Copy exactly the lines of the material below that run from the one containing "config dirs; old" through the one containing "Additive on purpose". Copy no other lines.
*** Entries provided ***
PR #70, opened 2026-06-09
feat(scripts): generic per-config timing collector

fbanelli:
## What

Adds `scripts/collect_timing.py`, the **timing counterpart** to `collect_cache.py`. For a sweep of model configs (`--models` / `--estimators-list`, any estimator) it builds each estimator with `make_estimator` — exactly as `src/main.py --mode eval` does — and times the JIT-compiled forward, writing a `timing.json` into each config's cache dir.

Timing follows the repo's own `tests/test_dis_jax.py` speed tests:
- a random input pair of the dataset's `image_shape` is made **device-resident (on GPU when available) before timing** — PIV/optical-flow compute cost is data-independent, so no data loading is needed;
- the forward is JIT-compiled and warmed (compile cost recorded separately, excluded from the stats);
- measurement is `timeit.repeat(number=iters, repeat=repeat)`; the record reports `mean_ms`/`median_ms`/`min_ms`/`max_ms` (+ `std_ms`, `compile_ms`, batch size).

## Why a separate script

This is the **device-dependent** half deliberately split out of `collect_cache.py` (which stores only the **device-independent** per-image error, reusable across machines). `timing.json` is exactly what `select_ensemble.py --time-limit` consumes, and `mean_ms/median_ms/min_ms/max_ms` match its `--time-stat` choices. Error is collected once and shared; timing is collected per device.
*** End of Entries provided ***
*** Entries provided ***
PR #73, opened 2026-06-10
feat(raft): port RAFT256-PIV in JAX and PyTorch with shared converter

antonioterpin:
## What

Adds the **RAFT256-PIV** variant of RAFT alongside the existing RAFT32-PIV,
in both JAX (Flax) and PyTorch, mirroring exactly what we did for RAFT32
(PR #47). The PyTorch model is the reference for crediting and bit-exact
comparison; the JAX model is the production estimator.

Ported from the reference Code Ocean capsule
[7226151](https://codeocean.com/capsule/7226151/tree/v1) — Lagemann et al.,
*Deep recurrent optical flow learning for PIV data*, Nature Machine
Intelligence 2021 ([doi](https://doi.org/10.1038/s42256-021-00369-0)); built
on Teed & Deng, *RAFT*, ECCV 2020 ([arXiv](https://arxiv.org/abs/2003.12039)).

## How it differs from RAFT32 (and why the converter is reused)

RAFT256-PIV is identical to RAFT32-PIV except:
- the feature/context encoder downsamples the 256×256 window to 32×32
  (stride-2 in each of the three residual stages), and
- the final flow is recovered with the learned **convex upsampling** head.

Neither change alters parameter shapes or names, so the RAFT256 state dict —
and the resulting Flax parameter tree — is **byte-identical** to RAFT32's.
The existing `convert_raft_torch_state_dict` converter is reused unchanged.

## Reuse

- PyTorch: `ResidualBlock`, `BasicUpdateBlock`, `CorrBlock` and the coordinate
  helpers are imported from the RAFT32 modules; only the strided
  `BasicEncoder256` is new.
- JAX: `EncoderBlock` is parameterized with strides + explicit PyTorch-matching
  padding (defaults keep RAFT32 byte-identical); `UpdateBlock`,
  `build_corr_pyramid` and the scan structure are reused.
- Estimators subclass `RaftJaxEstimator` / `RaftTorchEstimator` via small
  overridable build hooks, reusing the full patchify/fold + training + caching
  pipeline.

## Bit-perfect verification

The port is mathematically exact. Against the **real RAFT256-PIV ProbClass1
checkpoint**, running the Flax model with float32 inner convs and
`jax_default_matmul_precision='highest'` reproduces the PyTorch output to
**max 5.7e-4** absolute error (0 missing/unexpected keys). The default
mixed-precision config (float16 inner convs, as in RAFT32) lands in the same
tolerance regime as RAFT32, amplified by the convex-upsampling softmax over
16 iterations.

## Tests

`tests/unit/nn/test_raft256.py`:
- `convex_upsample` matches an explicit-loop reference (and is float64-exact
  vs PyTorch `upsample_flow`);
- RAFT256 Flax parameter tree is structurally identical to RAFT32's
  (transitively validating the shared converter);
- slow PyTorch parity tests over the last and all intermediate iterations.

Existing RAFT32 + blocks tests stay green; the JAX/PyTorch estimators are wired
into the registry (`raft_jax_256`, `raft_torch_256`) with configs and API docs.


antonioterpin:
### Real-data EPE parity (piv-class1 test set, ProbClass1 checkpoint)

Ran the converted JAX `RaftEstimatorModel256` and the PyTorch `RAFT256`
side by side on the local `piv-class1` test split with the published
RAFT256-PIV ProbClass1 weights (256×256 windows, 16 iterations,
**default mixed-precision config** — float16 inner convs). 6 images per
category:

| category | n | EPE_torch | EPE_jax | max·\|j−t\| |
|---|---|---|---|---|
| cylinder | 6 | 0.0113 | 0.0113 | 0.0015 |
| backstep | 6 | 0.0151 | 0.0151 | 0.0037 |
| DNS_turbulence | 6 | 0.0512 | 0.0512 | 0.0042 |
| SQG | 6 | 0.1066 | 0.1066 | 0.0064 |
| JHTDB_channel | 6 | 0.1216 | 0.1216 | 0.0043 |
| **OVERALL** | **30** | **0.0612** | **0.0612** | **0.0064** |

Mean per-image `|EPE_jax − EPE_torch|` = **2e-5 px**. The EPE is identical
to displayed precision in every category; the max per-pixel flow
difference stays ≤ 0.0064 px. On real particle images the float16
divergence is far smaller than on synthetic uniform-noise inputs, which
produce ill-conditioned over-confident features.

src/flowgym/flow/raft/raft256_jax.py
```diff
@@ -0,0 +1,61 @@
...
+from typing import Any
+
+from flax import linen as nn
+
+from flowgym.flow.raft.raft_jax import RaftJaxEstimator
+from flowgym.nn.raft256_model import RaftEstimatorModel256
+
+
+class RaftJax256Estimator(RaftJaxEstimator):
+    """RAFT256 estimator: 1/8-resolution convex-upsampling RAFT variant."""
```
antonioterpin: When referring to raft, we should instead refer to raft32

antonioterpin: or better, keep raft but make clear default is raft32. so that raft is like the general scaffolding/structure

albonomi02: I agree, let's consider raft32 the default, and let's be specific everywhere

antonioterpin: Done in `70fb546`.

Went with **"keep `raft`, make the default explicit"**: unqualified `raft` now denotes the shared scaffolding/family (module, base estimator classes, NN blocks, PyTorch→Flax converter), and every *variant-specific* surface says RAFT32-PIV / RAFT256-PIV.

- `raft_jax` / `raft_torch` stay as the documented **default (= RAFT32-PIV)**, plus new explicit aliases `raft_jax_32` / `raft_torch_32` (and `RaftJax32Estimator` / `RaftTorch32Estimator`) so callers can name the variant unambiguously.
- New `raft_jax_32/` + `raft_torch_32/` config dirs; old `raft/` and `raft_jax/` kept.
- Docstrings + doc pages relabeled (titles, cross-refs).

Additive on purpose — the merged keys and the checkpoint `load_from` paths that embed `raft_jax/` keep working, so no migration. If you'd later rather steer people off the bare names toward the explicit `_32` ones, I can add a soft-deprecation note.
*** End of Entries provided ***
◆ **Task result**
- New `raft_jax_32/` + `raft_torch_32/` config dirs; old `raft/` and `raft_jax/` kept.
- Docstrings + doc pages relabeled (titles, cross-refs).

Additive on purpose — the merged keys and the checkpoint `load_from` paths that embed `raft_jax/` keep working, so no migration. If you'd later rather steer people off the bare names toward the explicit `_32` ones, I can add a soft-deprecation note.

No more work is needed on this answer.